Vincent saca el estado de las tareas de agentes fuera de la pestaña del terminal
El proyecto plantea un demonio en segundo plano como dueño de la ejecución, con la TUI, la CLI y la API como meros clientes de ese estado. Cerrar el terminal deja de importar.

El proyecto Vincent propone mover la propiedad de las tareas de agentes desde la pestaña del terminal hasta un demonio en segundo plano. La TUI, la CLI y la API pasan a ser clientes de ese estado: cerrar cualquiera de ellos no altera nada de lo que hay detrás. La idea de fondo es sencilla y algo incómoda: el terminal es un buen sitio para arrancar un proceso y un mal sitio para guardar la verdad sobre ese proceso.
La pestaña como plano de control accidental
Cuando una tarea de agente vive dentro de una pestaña, esa pestaña acaba haciendo de plano de control sin que nadie lo haya decidido. Cerrarla puede detener el trabajo. Perder el scrollback borra la explicación útil de lo que pasó. Y volver al proyecto obliga a reconstruir qué se ejecutó, qué rama se tocó y si aquello estaba esperando, había terminado o llevaba un rato atascado en silencio. Cuanto más larga es la tarea, más frágil se vuelve ese arreglo.
Vincent traslada el estado al demonio: estado de tareas, ejecución de flujos, procesos de agentes, planificación, base de datos y worktrees de git. Varios clientes pueden inspeccionar el mismo demonio sin convertirse en escritores que compiten entre sí, y el planificador admite tareas por prioridad y límites de concurrencia aunque no haya ningún panel abierto mirando.
Qué pasa cuando algo se interrumpe
La durabilidad es la parte que cambia cómo se trata una caída. Vincent persiste una transición de estado antes de actuar sobre ella. Si el demonio se detiene a mitad de un paso, la recuperación al reiniciar registra el intento interrumpido, verifica cualquier proceso huérfano antes de pararlo y vuelve a ejecutar el paso sin consumir un reintento por fallo. El sistema no finge que un proceso sobrevive a un reinicio de la máquina: hace explícita la interrupción y se recupera desde un estado conocido.
Instalar el demonio como servicio de usuario extiende el mismo modelo entre sesiones. Es el sistema operativo el que arranca el plano de control, y el terminal vuelve a ser lo que debería ser: una ventana opcional sobre el trabajo.
Conviene precisar qué hay publicado hasta ahora. El material que acompaña al proyecto es un documento de diseño, con la explicación arquitectónica y poco más: no hay versión numerada, ni licencia anunciada, ni referencias a un repositorio, ni cifras de rendimiento medidas por un tercero. Tampoco se enseña una demo del demonio en funcionamiento, así que lo que se puede evaluar hoy es el planteamiento, no el software.

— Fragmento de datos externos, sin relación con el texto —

PR #187, opened 2019-08-06
Implement Rootbeer ConstantSourceNode

rtoy:
Implements ConstantSourceNode with an AudioWorklet.  I think it's fully functional.

Used testharness and audit for testing, but maybe that's not what we want.  But it has a nice advantage that we could import WPT tests (with modifications) to test this node.

The actual Rootbeer ConstantSourceNode is defined in the test itself right now. I'll need to move that out somewhere.


hoch:
@rtoy Can you fix the check failure?

rootbeer/constant-source/test-constant-source.html
```diff
@@ -0,0 +1,183 @@
+<!doctype html>
+<html>
+  <head>
+    <title>Rootbeer Test: ConstantSource</title>
+    <script src="../resources/testharness.js"></script>
+    <script src="../resources/testharnessreport.js"></script>
+    <script src="../resources/audit.js"></script>
```
hoch: I am not sure about this. Do we want these things in this project? Do you have a plan to integrate this project to Chromium at some point?

rootbeer/constant-source/test-constant-source.html
```diff
@@ -0,0 +1,183 @@
...
+  </head>
+
+  <body>
+    <script>
+      const audit = Audit.createTaskRunner();
+
+      let processorPath = "../processors/constant-source-processor.js";
```
hoch: Use `const` by default. Use `let` only when the value changes.

rootbeer/constant-source/test-constant-source.html
```diff
@@ -0,0 +1,183 @@
...
+
+      class RB_ConstantSourceNode extends AudioWorkletNode {
+        constructor(context, options) {
+          let procOptions = {
+            numberOfinputs : 0,
+            numberOfOutputs : 1,
+            parameterData : {offset : (options && options.offset) || 1}
+          };
+
+          console.log(`Node options`);
```
hoch: Why `console.log()`? Are we using this for testing?

hoch: Ditto for all `console.log()` instances below. I suggest to wrap this into an utility function so you can disable them easily.

rootbeer/processors/constant-source-processor.js
```diff
@@ -0,0 +1,86 @@
...
+  constructor(options) {
+    super(options);
+    // Start and stop times for the node.
+    this._startTime = Infinity;
+    this._stopTime = Infinity;
+    this._startFrame = Infinity;
+    this._stopFrame = Infinity;
+
+    this.port.onmessage = event => {
+      console.log(`Got processor event time = ${currentTime}`);
```
hoch: Ditto.

rootbeer/constant-source/test-constant-source.html
rtoy: As I mentioned, it's not necessary, but it makes it easier to pull in WPT tests to test this node.  Perhaps that's not important enough to have these, but writing tests take a long time and building off of existing tests would be useful.

hoch: That's a good point.

But then how do we pull these libraries when they are changed? (version update?) Also I don't see any script that handles dependencies. Manually copying files around is something that we don't want to do...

Aun así, el planteamiento toca un problema real para quien ya tiene agentes en producción. La codificación con agentes se parece cada vez menos a una conversación y cada vez más a una carga de trabajo: tareas que esperan cuotas, puertas de validación, reintentos, ramas hijas y comprobaciones externas. Atar la vida de esas tareas a la vida de la interfaz que las lanzó es una decisión de arquitectura, y no precisamente buena. El terminal puede mostrar el trabajo. Otra cosa es que deba ser su dueño.